◆ **TO DO**:
Say how many lines below have "avoid" in them, giving the number alone.

◆ **RECORDS PROVIDED**:
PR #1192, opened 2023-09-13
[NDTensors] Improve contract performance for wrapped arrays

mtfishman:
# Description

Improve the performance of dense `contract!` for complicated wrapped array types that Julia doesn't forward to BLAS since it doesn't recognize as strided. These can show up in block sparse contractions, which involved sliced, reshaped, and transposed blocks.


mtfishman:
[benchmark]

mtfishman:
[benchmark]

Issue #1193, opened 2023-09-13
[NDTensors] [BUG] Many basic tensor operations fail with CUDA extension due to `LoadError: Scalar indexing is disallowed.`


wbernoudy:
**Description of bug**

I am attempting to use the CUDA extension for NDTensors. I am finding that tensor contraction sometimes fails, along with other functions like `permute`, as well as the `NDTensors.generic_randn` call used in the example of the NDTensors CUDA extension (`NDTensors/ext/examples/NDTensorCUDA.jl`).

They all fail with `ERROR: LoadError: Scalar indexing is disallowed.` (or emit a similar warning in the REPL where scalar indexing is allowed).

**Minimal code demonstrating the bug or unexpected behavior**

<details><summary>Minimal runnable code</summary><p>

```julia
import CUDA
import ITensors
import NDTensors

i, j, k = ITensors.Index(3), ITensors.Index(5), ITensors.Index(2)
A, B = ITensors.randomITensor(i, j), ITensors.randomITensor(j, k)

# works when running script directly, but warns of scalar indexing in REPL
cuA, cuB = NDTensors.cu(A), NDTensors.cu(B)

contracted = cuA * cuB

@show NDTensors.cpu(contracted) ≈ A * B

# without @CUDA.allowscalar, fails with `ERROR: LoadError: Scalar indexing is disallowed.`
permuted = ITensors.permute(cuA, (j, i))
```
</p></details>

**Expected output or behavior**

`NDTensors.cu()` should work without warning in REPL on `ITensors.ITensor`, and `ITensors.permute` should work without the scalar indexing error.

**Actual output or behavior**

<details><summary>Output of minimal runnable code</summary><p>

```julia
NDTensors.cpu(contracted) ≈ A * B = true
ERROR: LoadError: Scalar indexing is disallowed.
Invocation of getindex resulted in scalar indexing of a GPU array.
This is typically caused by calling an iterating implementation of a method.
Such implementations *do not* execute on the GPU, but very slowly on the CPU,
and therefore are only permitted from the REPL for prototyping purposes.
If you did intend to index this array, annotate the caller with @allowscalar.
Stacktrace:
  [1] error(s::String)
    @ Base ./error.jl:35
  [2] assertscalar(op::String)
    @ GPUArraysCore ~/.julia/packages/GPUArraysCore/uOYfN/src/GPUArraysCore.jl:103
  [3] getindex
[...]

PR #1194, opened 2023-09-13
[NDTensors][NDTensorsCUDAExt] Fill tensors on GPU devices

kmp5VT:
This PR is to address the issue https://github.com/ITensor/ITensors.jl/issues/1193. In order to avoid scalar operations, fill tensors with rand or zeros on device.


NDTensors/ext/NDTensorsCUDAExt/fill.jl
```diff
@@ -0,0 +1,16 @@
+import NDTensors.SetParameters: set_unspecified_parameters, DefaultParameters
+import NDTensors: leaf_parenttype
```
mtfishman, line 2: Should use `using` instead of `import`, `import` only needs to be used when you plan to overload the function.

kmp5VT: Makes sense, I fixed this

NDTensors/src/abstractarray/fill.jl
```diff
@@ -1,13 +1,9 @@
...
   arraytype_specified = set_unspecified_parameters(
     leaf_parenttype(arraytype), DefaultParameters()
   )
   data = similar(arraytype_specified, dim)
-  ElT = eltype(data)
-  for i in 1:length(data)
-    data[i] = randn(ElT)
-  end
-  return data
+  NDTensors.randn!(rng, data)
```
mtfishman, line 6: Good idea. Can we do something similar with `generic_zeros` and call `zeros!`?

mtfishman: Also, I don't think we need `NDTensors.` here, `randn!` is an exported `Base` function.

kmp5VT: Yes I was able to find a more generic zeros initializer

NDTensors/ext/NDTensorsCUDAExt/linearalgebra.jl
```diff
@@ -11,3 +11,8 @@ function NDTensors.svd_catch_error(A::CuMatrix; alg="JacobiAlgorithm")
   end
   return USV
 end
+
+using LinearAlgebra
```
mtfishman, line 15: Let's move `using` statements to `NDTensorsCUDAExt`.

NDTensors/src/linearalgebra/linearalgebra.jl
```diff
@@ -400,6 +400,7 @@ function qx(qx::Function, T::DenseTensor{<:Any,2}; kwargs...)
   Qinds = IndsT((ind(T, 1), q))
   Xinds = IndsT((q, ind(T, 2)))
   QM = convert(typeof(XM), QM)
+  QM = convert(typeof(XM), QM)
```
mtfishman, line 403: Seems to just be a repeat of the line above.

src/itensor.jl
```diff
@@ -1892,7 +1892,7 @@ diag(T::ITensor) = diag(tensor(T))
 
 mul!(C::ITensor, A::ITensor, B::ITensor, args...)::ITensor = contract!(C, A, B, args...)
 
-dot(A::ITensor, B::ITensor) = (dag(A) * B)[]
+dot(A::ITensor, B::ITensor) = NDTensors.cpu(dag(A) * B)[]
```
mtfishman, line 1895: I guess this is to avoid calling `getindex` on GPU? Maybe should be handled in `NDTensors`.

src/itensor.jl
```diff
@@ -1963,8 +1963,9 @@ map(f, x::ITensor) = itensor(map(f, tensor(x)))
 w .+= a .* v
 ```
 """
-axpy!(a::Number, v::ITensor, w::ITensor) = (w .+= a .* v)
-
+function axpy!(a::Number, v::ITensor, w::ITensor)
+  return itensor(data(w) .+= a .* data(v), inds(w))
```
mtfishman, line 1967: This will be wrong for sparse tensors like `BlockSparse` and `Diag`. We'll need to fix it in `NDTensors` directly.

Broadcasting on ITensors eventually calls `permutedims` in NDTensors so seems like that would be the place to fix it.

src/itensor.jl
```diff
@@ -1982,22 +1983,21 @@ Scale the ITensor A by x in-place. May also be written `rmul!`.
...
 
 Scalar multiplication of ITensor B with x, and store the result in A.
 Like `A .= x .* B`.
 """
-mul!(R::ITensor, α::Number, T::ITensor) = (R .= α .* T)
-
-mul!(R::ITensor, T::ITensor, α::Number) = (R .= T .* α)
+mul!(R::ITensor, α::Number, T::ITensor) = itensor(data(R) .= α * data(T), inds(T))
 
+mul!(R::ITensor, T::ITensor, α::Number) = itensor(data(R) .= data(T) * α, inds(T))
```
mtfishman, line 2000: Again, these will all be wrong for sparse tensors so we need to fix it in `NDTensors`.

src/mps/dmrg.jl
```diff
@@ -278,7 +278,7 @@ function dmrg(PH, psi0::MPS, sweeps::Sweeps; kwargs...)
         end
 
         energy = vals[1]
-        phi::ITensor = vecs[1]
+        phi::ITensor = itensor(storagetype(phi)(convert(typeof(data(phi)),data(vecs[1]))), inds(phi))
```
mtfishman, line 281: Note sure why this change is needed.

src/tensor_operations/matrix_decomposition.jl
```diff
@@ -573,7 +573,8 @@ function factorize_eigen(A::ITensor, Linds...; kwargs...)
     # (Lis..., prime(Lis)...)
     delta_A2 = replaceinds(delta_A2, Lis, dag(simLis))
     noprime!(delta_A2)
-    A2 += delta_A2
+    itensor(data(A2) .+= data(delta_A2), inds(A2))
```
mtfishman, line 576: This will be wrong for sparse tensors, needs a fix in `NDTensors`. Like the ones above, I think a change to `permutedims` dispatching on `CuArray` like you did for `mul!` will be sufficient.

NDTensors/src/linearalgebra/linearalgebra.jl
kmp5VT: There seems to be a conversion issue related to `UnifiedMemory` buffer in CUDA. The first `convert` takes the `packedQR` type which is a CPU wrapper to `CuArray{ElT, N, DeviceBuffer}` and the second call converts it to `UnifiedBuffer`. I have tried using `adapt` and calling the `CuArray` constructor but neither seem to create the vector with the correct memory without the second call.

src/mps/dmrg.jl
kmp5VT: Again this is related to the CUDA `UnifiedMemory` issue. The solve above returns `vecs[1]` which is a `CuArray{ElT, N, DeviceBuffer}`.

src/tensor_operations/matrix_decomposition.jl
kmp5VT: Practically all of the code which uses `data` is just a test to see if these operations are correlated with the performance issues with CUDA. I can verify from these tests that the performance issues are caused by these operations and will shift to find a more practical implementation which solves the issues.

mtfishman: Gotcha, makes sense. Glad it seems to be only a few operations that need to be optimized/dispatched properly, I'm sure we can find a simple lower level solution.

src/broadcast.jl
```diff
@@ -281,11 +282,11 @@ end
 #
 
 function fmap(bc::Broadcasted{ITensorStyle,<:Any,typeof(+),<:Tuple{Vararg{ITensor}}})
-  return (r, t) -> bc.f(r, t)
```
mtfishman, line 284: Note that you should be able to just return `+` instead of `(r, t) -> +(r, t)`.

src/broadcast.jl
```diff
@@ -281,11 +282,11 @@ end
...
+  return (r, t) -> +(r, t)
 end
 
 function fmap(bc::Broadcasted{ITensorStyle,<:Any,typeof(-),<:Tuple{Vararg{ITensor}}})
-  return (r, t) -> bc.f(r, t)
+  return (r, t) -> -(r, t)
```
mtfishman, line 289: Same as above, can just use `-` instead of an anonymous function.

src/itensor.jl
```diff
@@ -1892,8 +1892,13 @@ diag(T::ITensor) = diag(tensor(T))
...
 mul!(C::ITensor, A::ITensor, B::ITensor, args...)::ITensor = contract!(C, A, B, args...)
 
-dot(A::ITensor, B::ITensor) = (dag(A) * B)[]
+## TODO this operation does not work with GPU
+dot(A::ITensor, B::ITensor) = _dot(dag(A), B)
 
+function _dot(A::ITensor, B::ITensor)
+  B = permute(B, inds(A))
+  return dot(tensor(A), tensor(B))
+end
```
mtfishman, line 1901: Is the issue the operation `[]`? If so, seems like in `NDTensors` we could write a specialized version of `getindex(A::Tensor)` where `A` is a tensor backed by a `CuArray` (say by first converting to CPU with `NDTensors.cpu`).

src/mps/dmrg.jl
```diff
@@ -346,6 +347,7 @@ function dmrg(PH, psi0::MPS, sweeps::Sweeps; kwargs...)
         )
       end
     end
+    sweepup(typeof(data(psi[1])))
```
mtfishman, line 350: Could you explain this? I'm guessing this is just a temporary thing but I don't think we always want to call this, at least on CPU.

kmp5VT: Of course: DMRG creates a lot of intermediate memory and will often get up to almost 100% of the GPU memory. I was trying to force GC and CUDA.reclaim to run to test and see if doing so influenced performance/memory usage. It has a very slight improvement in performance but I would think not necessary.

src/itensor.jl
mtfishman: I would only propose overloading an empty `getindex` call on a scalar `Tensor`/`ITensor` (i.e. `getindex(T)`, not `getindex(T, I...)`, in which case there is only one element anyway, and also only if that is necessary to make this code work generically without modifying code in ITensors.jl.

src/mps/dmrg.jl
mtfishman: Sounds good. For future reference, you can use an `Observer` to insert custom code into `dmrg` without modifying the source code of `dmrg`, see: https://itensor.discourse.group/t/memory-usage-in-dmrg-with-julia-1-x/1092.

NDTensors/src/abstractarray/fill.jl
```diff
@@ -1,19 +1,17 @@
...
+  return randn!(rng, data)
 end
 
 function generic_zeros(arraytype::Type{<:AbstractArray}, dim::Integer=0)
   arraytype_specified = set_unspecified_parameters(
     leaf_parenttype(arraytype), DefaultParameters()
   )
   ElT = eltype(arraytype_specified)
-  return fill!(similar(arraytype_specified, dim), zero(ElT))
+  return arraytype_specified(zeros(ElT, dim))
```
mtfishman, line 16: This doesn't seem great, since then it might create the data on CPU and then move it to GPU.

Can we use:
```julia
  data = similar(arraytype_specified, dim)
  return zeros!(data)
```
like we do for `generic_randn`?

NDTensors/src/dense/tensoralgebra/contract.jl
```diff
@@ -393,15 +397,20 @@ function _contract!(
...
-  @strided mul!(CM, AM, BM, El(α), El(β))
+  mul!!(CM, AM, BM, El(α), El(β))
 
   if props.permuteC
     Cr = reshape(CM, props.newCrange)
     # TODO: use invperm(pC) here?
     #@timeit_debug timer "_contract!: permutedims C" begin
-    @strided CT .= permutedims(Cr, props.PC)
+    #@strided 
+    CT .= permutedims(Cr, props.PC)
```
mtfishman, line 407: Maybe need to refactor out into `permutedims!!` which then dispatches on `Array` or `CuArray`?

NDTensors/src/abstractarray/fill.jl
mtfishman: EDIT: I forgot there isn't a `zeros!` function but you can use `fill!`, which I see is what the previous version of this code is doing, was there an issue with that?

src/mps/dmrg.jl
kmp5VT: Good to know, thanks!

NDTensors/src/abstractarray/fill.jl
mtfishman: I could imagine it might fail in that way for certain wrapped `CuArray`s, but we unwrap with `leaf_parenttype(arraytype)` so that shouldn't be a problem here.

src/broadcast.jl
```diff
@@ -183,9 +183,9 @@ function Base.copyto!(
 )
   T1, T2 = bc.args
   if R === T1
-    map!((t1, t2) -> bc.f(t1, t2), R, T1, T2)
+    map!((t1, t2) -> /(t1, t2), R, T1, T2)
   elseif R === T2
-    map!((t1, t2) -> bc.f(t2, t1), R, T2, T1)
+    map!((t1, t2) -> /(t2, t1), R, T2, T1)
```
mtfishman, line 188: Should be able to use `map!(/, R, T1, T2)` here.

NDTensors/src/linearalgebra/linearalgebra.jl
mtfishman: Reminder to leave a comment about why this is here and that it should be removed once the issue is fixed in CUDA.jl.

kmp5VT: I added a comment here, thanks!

◆ **EXERCISE RESPONSE**:
2